PROBLEM DETAILS: The output should be identical to the entries that follow.

[Collected data entries]
PR #4021, opened 2019-12-14
Smooth edges in scatterplot

Pessimistress:
Before (devicePixelRatio=1):

image

After:

image

#### Change List
- Add a `smoothedge` function to the `geometry` module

TASK RESPONSE:
PR #4021, opened 2019-12-14
Smooth edges in scatterplot

Pessimistress:
Before (devicePixelRatio=1):

image

After:

image

#### Change List
- Add a `smoothedge` function to the `geometry` module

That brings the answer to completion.